Tolopa earned multiple medals for fighting in Eastern Ukraine; the one she treasures most is called "Brother for Brother", given to foreigners fighting for Ukraine. She has 13 tattoos. The first, "Heroes don't die" (ГЕРОЇ НЕ ВМИРАЮТЬ), she had put on her arm in the Maidan, in memory of the fallen. "All are equal" (כולם שווים) is on her hand in Hebrew, in support of the March for Equality for sexual minorities. She shares those two with Belka. Wings on her wrist are the sign of the Valkyrie. She had a Ukrainian trident tattooed on her back after hearing of a prisoner who had his hand cut off by the Russians for having one there.
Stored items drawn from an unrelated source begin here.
Issue #1821, opened 2020-08-24
Project-wide revision of the use of install_requires and requirements files


miklos1:
> `install_requires` is a _setuptools_ `setup.py` keyword that should be used to specify what a project **minimally** needs to run correctly. When the project is installed by _pip_, this is the specification that is used to install its dependencies.

> _Requirements Files_ described most simply, are just a list of _pip install_ arguments placed into a file.
> Whereas `install_requires` defines the dependencies for a single project, _Requirements Files_ are often used to define the requirements for a complete Python environment.
> Whereas `install_requires` requirements are minimal, requirements files often contain an exhaustive listing of pinned versions for the purpose of achieving _repeatable installations_ of a complete environment.

https://packaging.python.org/discussions/install-requires-vs-requirements/

Short summary:
- loo.py's use of these concepts is right
- Firedrake components' use of these concepts is wrong
- The loo.py workarounds in `firedrake-install` should be the default mode of how `firedrake-install` shall install components, and each Firedrake component shall be fixed accordingly.
- At least `requirements-ext.txt` shall move to `install_requires`, which is then pulled in by any dependent package
- `requirements.txt` shall only contain specifics of the test environment for every single package

wence-:
This should probably be revisited in light of the broader issue with installing binary packages without wheels and making sure versions are consistent.

connorjward:
Closing as we now do the "right thing" with `pip install firedrake`.

PR #3216, opened 2023-11-09
Add recursivenodes requirement

pbrubeck:
# Description

https://github.com/firedrakeproject/fiat/pull/46 has been merged, but we forgot to add this requirement to firedrake.

PR #3219, opened 2023-11-09
New FIAT dependency

JDBetteridge:
# Description
Since [FIAT](https://github.com/firedrakeproject/fiat) does not provide a `requirements.txt` and Firedrake has [long abused](https://github.com/firedrakeproject/firedrake/issues/1821) the `requirement.txt` file. I suggest we temporarily add this dependency to the install script until such a time that we clean up the install.

### DIFF
--- a/scripts/firedrake-install
+++ b/scripts/firedrake-install
@@ -1940,6 +1940,9 @@ if mode == "install":
     for p in packages:
         pip_requirements(p, compiler_env)
 
+    # FIAT requires recursivenodes, but does not include a requirements.txt
+    run_pip_install(["recursivenodes"])
+
     with environment(**compiler_env):
         build_and_install_h5py()
         build_and_install_libsupermesh()


rckirby:
If FIAT's build process were updated (using a requirements file), would that solve this problem?

JDBetteridge:
Honestly, FIAT is doing the right thing™, I'd rather we long term fix Firedrake so it doesn't depend on projects declaring dependencies in a `requirements.txt`. As noted in the issue declaring dependencies in `requirements.txt` is in fact wrong.

We are crippled a bit by the fact we pass `--no-build-isolation` to most of the packages we install, which means we need all dependencies for a given package in place before we install it. There is a medium term plan to completely refactor the install script for developers to use and have a binary install for end users. However, this is a tonne of work and we need to think hard about how we simplify things.

pbrubeck:
If tests pass, this should be preferred over https://github.com/firedrakeproject/firedrake/pull/3216, since this is just a temporary workaround, and recursivenodes is not supposed to be a dependency of Firedrake.

JDBetteridge:
Supersedes #3216

PR #3222, opened 2023-11-10
Fixing the error for the cases where rhs is Cofunction

Ig-dolci:
# Description

This PR aims to fix errors for the cases in which `self.rhs` is a `Cofunction` type. 

In this code I assumed the `self.rhs` type to be `ufl.Form`, `Number` or `Cofunction`.  If the`self.rhs` type is not in these cases, I added `NotImplementedError`. 

I also considered the code below by assuming that the unique constraint on using `ufl2unicode` is for the case where  the `self.rhs` type is a`Cofunction`.  However, I am not sure if this assumption make sense. Certainly, the reviewers know more about this. :)
```
if isinstance(self.rhs, firedrake.Cofunction):
   return "solve({} = {})".format(ufl2unicode(self.lhs),
                                           str(self.rhs))
else:
  return "solve({} = {})".format(ufl2unicode(self.lhs),
                                             ufl2unicode(self.rhs))
```

### DIFF
--- a/firedrake/adjoint_utils/blocks/solving.py
+++ b/firedrake/adjoint_utils/blocks/solving.py
@@ -79,7 +79,7 @@ class GenericSolveBlock(Block, Backend):
         else:
             raise NotImplementedError(
                 "The self.rhs type is not supported in this method yet."
-                )
+            )
 
     def _create_F_form(self):
         # Process the equation forms, replacing values with checkpoints,
--- a/firedrake/adjoint_utils/blocks/solving.py
+++ b/firedrake/adjoint_utils/blocks/solving.py
@@ -1,3 +1,4 @@
+from numbers import Number
 import numpy
 import ufl
 from ufl import replace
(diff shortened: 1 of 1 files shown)


connorjward (commented):
I feel like a better approach is to fix this upstream so `ufl2unicode` works properly for both `Cofunction`s and numbers. Otherwise we'll have to repeat this anywhere where we might want a nice unicode string for an expression containing a `Cofunction`.
Getting it to work for numbers is probably as simple as using `as_ufl` on the input expression.

nbouziani:
There is also another case to take into account, which is when the rhs is a `FormSum`, for example, when there is a sum of two cofunctions.

I agree that fixing `ufl2unicode` is a better option here. That would fix this `solve` case but also other existing problems such as tape visualisation. In fact, there is an open issue about that: https://github.com/firedrakeproject/ufl/issues/43. Note however that `ufl2unicode` already works for numbers, so you would probably just need to handle `Cofunction`, `FormSum`, and eventually `Constant`.

Ig-dolci:
> There is also another case to take into account, which is when the rhs is a `FormSum`, for example, when there is a sum of two cofunctions.
> 
> I agree that fixing `ufl2unicode` is a better option here. That would fix this `solve` case but also other existing problems such as tape visualisation. In fact, there is an open issue about that: [firedrakeproject/ufl#43](https://github.com/firedrakeproject/ufl/issues/43). Note however that `ufl2unicode` already works for numbers, so you would probably just need to handle `Cofunction`, `FormSum`, and eventually `Constant`.

I got it. I will work on this issue in the next weeks and probably send my questions to you @nbouziani. Thanks.

PR #3228, opened 2023-11-13
small fix to documentation on interpolator

APaganini:
this is a mini fix of the documentation at https://www.firedrakeproject.org/interpolation.html#id2

### DIFF
--- a/docs/source/interpolation.rst
+++ b/docs/source/interpolation.rst
@@ -86,7 +86,7 @@ Alternatively, one can use the interpolator to set the value of an existing :py:
    f = Function(V)
    interpolator.interpolate(output=f)
 
-If `expression` does not contain a :py:func:`~ufl.TestFunction` then
+If `expression` contains a :py:func:`~ufl.TestFunction` then
 the interpolator acts to interpolate :py:class:`~.Function`\s in the
 test space to those in the target space. For example:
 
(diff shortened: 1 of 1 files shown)


docs/source/interpolation.rst
```diff
@@ -98,9 +98,9 @@ test space to those in the target space. For example:
 Here, `interpolator` acts as the interpolation matrix from the
 :py:func:`~.FunctionSpace` W into the
 :py:func:`~.FunctionSpace` V. Such that if `f` is a
-:py:class:`~.Function` in `W` then `interpolator(f)` is its
-interpolation into `g`. As before, the `output` parameter can be used
-to write into an existing :py:class:`~.Function`. Passing the
+:py:class:`~.Function` in `W` then `g.Interpolator.interpolate(f)` is its
```
ReubenHill, line 101:
```suggestion
:py:class:`~.Function` in `W` then `g = interpolator.interpolate(f)` is its
```
I think

APaganini: Shall we maybe use `interpolator.interpolate(f, output=g)` so that it also works in the current state?

ReubenHill: The documentation says that `g` is a function, and the `output` parameter is mentioned below. `Cofunctions` are not currently covered in the firedrake documentation, so I don't think you need to dive into that rabbit hole.
The current documentation says
```
Passing the transpose=True option to [interpolate()](https://www.firedrakeproject.org/firedrake.html#firedrake.interpolation.Interpolator.interpolate) will cause the transpose interpolation to occur. This is equivalent to the multigrid restriction operation which interpolates assembled 1-forms in the dual space to V to assembled 1-forms in the dual space to W.
```
so it's not technically incorrect.

ReubenHill: the `output` argument is only required to get the correct type when performing adjoint interpolation with `transpose=True`. The whole interpolation section will need redocumenting once alongside the symbolic interpolation branches.

ReubenHill (approved):

PR #3229, opened 2023-11-13
Remove __del__ method and add weakref.finalizer

JDBetteridge:


connorjward (commented):
This is sooo much better.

In 2019, Tolopa quit the army, to spend more time with her daughter who otherwise barely saw her, but remained in the Ukrainian military reserve. She returned to school in 2021, when her daughter entered school, but did not return to medicine, opting to study at the Law and International Relations faculty of the Open International University of Human Development "Ukraine". During the 2022 Russian invasion of Ukraine, Tolopa initially planned to return to military service to defend her adopted country, but then changed her mind, to care for her daughter. They sheltered in western Ukraine.